I am trying to calculate the gradient of the following function
$$f(X) = \mbox{tr} \left( (AX)^t (AX) \right)$$
Chain's rule gives
$$\nabla_X(f(X)) = \nabla_X (\mbox{tr}(AX))\nabla_x(AX)$$
However, I'm having trouble with those two derivatives.

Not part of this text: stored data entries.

PR #282, opened 2023-10-05
XRENDERING-723: Allow preparing macros

tmortagne:
issues:
* https://jira.xwiki.org/browse/XRENDERING-703
* https://jira.xwiki.org/browse/XRENDERING-723

This adds to the rendering API the concept of block preparation: inject in the block tree attributes containing anything that can be processed without any contextual information so that it can be cached and used later during the actual translation.


xwiki-rendering-api/src/main/java/org/xwiki/rendering/block/Block.java
```diff
@@ -280,6 +281,54 @@ enum Axes
      */
     void setParameters(Map<String, String> parameters);
 
+    /**
+     * @return all attributes
+     * @since 15.9-rc-1
```
michitux, line 286: Don't we use the 15.9RC1 format here (same for other since-comments)?

xwiki-rendering-api/src/main/java/org/xwiki/rendering/transformation/Transformation.java
```diff
@@ -64,4 +64,16 @@ public interface Transformation extends Comparable<Transformation>
      * @since 2.4M1
      */
     void transform(Block block, TransformationContext context) throws TransformationException;
+
+    /**
+     * Prepare a block meant to be cached to be executed several times. The goal is to pre-execute everything that can
+     * fit in any context and generally store them in block attributes (which are nor serialized).
```
michitux, line 70:
```suggestion
     * fit in any context and generally store them in block attributes (which are not serialized).
```

xwiki-rendering-transformations/xwiki-rendering-transformation-macro/src/main/java/org/xwiki/rendering/internal/transformation/macro/MacroTransformation.java
```diff
@@ -354,4 +358,69 @@ public void setMaxRecursions(int maxRecursions)
...
+    public void prepare(Block block)
+    {
+        Syntax syntax = null;
+
+        // Find the current syntax
+        MetaDataBlock metaDataBlock =
+            block.getFirstBlock(new MetadataBlockMatcher(MetaData.SYNTAX), Axes.ANCESTOR_OR_SELF);
+        if (metaDataBlock != null) {
+            syntax = (Syntax) metaDataBlock.getMetaData().getMetaData(MetaData.SYNTAX);
+        }
```
michitux, line 372: A very similar logic exists in `org.xwiki.rendering.internal.macro.DefaultMacroContentParser#getCurrentSyntax` - wouldn't it make sense to use that method or to refactor the code to avoid the duplication?

xwiki-rendering-transformations/xwiki-rendering-transformation-macro/src/main/java/org/xwiki/rendering/internal/transformation/macro/MacroTransformation.java
```diff
@@ -354,4 +358,69 @@ public void setMaxRecursions(int maxRecursions)
...
+            Macro<?> macro = knownMacros.get(macroBlock.getId());
+
+            // If not found use the macro manager
+            try {
+                if (macro == null) {
+                    macro =
+                        MacroTransformation.this.macroManager.getMacro(new MacroId(macroBlock.getId(), currentSyntax));
+
+                    // Cache the found macro for later
+                    knownMacros.put(macroBlock.getId(), macro);
```
michitux, line 404: Isn't it dangerous/incorrect to cache macros by id without syntax but to request them with syntax?

xwiki-rendering-transformations/xwiki-rendering-transformation-macro/src/main/java/org/xwiki/rendering/internal/transformation/macro/MacroTransformation.java
```diff
@@ -354,4 +358,69 @@ public void setMaxRecursions(int maxRecursions)
...
+            try {
+                macro.prepare(macroBlock);
+            } catch (MacroPreparationException e) {
+                this.logger.error("Failed to prepare the macro block", e);
+            }
+        }
+
+        // Prepare the children
+        for (Block child : block.getChildren()) {
+            prepare(child, currentSyntax, knownMacros);
```
michitux, line 423: Isn't it dangerous that this recursion could hit the stack limit? Or do we already have other code where we would similarly hit the stack limit?

michitux (approved):
Looks good overall, but I think many since-comments use the wrong version format and I have some doubts regarding the macro cache and the recursion.

xwiki-rendering-api/src/main/java/org/xwiki/rendering/transformation/Transformation.java
```diff
@@ -64,4 +64,16 @@ public interface Transformation extends Comparable<Transformation>
...
+     * 
+     * @param block the block to prepare (can be an {@link XDOM})
+     * @since 15.9-rc-1
+     */
```
michitux, line 74: Missing `@Unstable`.

xwiki-rendering-transformations/xwiki-rendering-transformation-macro/src/main/java/org/xwiki/rendering/internal/transformation/macro/MacroTransformation.java
tmortagne: Yes I thought about it but "we already have other code where we would similarly hit the stack limit" so I did not spend the time working on a better navigation (I would have had to fix all the other places).

xwiki-rendering-transformations/xwiki-rendering-transformation-macro/src/main/java/org/xwiki/rendering/internal/transformation/macro/MacroTransformation.java
tmortagne: I actually partially copy/pasted the logic we have in transform but indeed you are right, it's not accurate as the syntax might change (even if I doubt we have macros associated with syntaxes currently).

To be honest I don't think that local cache really worth it compared to simply always calling MacroManager#getMacro, so I will remove it.

xwiki-rendering-transformations/xwiki-rendering-transformation-macro/src/main/java/org/xwiki/rendering/internal/transformation/macro/MacroTransformation.java
tmortagne: We have the problem for example when rendering an XDOM because of `AbstractBlock#traverse`.

xwiki-rendering-transformations/xwiki-rendering-transformation-macro/src/main/java/org/xwiki/rendering/internal/transformation/macro/MacroTransformation.java
tmortagne: The main point of `DefaultMacroContentParser#getCurrentSyntax` is to find the syntax in the current context while here all we want is to find the syntax of a given block, which is `#getFirstBlock`'s job (which, yes, is also used by `DefaultMacroContentParser#getCurrentSyntax`). I definitely don't want to create a fake `MacroTransformationContext` just to reuse `getCurrentSyntax` but I guess we could image a `getSyntax(Block)` helper somewhere to avoid having to remember the parameters to pass to `#getFirstBlock`.

xwiki-rendering-transformations/xwiki-rendering-transformation-macro/src/main/java/org/xwiki/rendering/macro/Macro.java
```diff
@@ -70,4 +71,16 @@ public interface Macro<P> extends Comparable<Macro<?>>
      */
     List<Block> execute(P parameters, String content, MacroTransformationContext context)
         throws MacroExecutionException;
+
+    /**
+     * Prepare a {@link MacroBlock} meant to be cached to be executed several times. The goal is to pre-execute
+     * everything that can fit in any context and store it in an annotation of the passed {@link MacroBlock}.
```
michitux, line 77:
```suggestion
     * everything that is independent of any context and store it in an annotation of the passed {@link MacroBlock}.
```

Maybe clearer, not sure.

tmortagne: Yes, it's better.

xwiki-rendering-transformations/xwiki-rendering-transformation-macro/src/main/java/org/xwiki/rendering/internal/transformation/macro/MacroTransformation.java
tmortagne: I thought `BlockNavigator` was better on that, but when looking at it more closely, it seems to suffer from the same problem with DESCENDANT and DESCENDANT_OR_SELF. Looks like we have some refactoring work to actually make it a proper navigator...

xwiki-rendering-transformations/xwiki-rendering-transformation-macro/src/main/java/org/xwiki/rendering/internal/transformation/macro/MacroTransformation.java
tmortagne: After much thought on what was the less bad location and how generic it should be, I just committed a `Block#getSyntaxMetadata`.

tmortagne: WDYT @michitux @surli (and others) ?

michitux: Hm, feels a bit too specific in such a generic location. Maybe it could be a method `<T> T getMetaDataOnSelfOrAncestor(String metaData)`?

xwiki-rendering-transformations/xwiki-rendering-transformation-macro/src/main/java/org/xwiki/rendering/internal/transformation/macro/MacroTransformation.java
tmortagne: Created https://jira.xwiki.org/browse/XRENDERING-725.

michitux: Okay, if we have similar recursion elsewhere, the recursion doesn't hurt but I think it would be good to at least make sure that a stack overflow here can't break arbitrary things.

xwiki-rendering-transformations/xwiki-rendering-transformation-macro/src/main/java/org/xwiki/rendering/internal/transformation/macro/MacroTransformation.java
tmortagne: I tough about this but if we do something too generic then there is not much point compared to directly using `block.getFirstBlock(new MetadataBlockMatcher(MetaData.SYNTAX), Axes.ANCESTOR_OR_SELF);` which you basically reproduced in the name of the method and its parameter.

xwiki-rendering-transformations/xwiki-rendering-transformation-macro/src/main/java/org/xwiki/rendering/internal/transformation/macro/MacroTransformation.java
tmortagne: Yes, it's probably better, with a comment mentioning https://jira.xwiki.org/browse/XRENDERING-725.

tmortagne: Added some bulletproofing to MacroTransformation#prepare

What is $\nabla_X tr(AX)$? Is it $A^t$? I did the math and obtained that $\frac{\partial(tr(AX))}{\partial x_{ij}} = a_{ji}$, but I'm not sure... And also what is $\nabla_X AX$? Is it simply $A$? I tried differentiating this but failed to see if this holds or not.
Thanks in advance
The gradient $\nabla_{X}f$ is defined as the vector in $\mathcal{M}_{n}(\mathbb{R})$ such that :
$$ f(X+H) = f(X) + \left\langle \nabla_{X}f, H \right\rangle + o(\Vert H \Vert) $$
where $\left\langle \cdot,\cdot \right\rangle$ is the usual inner product on $\mathcal{M}_{n}(\mathbb{R})$ (i.e. $\left\langle A,B \right\rangle = \mathrm{tr}(A^{\top}B)$). By expanding $f(X+H)$, you get :
$$ f(X+H) = f(X) + \underbrace{2\mathrm{tr}(H^{\top}A^{\top}AX)}_{= \; \left\langle 2A^{\top}AX,H \right\rangle} + \underbrace{\mathrm{tr}(H^{\top}A^{\top}AH)}_{= \; o(\Vert H \Vert)} $$
By identification : $\nabla_{X}f = 2A^{\top}AX$.